▶ _EXERCISE DETAILS_: Only the number is wanted: how many lines in the data contain "trace"?

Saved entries

= Beginning of Section =

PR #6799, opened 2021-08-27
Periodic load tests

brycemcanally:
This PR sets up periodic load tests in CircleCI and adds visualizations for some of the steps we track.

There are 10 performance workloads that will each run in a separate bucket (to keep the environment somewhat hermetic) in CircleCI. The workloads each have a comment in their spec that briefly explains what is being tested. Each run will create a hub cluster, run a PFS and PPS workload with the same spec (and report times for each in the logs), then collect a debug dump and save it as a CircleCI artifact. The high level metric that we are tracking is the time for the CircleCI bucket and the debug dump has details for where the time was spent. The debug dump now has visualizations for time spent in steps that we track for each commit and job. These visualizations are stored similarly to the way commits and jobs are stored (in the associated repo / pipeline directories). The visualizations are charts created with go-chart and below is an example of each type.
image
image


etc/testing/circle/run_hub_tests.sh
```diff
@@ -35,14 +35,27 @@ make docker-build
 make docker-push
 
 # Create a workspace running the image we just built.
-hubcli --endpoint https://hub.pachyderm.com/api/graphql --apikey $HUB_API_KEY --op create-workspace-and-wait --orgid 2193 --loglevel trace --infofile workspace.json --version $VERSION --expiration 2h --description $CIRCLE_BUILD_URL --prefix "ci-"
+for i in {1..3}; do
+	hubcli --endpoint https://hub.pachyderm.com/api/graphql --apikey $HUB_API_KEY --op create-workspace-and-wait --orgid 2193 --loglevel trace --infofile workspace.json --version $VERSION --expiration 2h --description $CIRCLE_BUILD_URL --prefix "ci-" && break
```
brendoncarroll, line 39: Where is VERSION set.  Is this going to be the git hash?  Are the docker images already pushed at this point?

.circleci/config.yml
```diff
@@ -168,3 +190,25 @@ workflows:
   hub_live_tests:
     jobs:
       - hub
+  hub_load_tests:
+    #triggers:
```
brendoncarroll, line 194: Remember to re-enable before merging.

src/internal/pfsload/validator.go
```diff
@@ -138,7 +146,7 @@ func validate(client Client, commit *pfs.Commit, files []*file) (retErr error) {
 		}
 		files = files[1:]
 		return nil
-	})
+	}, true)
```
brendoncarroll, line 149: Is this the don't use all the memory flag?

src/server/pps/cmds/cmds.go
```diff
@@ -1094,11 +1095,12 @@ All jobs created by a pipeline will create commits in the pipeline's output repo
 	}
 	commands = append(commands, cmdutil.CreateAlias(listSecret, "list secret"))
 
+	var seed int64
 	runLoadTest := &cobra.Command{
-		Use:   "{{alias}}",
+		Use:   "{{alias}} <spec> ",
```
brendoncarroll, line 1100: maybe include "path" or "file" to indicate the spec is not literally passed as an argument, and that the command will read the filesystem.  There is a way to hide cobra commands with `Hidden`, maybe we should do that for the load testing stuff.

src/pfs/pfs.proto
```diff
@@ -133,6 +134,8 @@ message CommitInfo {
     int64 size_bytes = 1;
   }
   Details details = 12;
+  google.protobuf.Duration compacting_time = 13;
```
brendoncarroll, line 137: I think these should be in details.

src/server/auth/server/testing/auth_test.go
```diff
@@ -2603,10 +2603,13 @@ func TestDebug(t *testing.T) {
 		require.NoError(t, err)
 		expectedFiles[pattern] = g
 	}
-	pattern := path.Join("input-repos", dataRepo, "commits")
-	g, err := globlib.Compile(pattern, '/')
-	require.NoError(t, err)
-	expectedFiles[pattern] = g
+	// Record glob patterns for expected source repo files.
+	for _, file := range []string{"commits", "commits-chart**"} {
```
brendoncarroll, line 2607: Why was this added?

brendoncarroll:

= End of Section =
= Beginning of Section =

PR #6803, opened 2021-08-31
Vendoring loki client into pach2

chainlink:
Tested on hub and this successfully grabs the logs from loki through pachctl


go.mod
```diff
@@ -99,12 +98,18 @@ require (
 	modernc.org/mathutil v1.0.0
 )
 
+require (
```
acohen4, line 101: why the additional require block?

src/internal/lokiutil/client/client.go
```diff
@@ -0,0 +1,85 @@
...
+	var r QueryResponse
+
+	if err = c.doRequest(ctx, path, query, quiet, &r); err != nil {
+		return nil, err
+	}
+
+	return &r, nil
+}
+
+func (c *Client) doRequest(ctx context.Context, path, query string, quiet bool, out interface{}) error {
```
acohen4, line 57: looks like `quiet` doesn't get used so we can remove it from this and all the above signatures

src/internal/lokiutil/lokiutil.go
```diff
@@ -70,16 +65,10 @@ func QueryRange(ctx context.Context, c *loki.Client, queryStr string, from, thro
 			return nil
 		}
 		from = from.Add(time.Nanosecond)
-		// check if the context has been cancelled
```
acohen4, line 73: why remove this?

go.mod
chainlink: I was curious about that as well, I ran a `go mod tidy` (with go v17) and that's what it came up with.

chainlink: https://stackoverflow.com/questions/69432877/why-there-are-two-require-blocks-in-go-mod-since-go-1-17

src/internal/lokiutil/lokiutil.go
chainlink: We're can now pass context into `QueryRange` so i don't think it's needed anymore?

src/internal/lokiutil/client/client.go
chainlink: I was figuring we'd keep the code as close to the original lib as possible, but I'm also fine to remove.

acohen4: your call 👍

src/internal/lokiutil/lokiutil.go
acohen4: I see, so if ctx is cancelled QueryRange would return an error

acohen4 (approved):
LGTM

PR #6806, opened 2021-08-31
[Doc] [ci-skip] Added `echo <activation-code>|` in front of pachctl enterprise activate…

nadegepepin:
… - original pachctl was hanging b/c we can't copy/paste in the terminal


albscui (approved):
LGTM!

= End of Section =
= Beginning of Section =

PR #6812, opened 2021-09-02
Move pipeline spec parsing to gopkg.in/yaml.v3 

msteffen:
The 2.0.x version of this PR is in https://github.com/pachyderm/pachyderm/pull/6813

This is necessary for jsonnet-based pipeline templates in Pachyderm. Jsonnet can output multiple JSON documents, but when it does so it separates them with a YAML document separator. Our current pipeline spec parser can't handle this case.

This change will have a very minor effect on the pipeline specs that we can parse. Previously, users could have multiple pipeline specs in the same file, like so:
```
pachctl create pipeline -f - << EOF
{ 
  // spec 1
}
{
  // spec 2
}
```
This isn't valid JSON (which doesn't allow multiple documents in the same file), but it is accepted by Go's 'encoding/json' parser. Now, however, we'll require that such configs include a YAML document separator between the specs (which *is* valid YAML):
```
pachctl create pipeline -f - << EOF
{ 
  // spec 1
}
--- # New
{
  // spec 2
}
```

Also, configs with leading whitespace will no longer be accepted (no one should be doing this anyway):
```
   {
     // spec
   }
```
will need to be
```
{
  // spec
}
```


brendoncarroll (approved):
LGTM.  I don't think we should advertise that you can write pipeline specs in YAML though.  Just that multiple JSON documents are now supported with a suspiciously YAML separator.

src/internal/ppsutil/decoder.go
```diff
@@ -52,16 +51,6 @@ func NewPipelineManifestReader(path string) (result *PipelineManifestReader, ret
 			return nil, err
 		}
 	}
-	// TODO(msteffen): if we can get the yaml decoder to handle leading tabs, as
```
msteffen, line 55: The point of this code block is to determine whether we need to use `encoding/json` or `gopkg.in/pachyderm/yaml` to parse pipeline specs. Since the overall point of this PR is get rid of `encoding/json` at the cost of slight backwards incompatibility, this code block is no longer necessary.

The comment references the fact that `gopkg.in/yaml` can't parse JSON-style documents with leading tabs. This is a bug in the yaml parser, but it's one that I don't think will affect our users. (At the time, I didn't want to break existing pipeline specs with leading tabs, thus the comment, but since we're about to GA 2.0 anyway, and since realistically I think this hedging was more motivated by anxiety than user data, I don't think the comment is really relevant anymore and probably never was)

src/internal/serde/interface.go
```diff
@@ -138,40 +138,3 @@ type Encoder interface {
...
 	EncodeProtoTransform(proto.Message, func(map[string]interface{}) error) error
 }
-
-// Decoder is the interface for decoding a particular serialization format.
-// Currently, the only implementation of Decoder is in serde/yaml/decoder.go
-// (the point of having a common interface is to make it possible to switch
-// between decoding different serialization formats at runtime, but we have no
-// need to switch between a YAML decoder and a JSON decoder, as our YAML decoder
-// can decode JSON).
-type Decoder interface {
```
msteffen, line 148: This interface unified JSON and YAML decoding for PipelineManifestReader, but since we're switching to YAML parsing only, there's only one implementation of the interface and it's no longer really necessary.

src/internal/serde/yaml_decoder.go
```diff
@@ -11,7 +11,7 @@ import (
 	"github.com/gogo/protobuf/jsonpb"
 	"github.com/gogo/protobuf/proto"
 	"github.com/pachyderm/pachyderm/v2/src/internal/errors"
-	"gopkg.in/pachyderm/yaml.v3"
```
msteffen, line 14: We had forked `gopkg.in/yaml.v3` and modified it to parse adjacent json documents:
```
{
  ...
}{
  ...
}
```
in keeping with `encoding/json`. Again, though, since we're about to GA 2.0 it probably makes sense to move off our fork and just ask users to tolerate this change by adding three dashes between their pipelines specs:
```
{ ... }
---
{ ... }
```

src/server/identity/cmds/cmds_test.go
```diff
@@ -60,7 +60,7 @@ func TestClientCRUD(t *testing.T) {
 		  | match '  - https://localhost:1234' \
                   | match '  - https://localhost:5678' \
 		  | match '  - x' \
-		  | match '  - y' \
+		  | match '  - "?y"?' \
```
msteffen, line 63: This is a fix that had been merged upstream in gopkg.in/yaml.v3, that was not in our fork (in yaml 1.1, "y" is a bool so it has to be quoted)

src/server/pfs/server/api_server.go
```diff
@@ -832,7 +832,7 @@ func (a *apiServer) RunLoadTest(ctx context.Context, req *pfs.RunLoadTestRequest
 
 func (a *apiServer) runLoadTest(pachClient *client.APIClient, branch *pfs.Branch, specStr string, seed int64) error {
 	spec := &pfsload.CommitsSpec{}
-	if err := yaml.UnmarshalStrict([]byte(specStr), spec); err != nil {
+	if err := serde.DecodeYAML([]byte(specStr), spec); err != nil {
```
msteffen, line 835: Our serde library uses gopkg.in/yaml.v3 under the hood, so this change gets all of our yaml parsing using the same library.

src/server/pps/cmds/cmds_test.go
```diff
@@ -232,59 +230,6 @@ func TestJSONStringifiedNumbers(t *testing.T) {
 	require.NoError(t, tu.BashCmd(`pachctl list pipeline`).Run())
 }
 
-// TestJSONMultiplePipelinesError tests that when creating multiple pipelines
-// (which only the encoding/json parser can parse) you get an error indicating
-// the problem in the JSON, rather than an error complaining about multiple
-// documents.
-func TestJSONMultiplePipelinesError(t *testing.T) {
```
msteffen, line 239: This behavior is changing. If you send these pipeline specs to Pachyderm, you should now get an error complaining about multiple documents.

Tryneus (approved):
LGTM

= End of Section =

▶ _RESULT OF THE TASK_: 2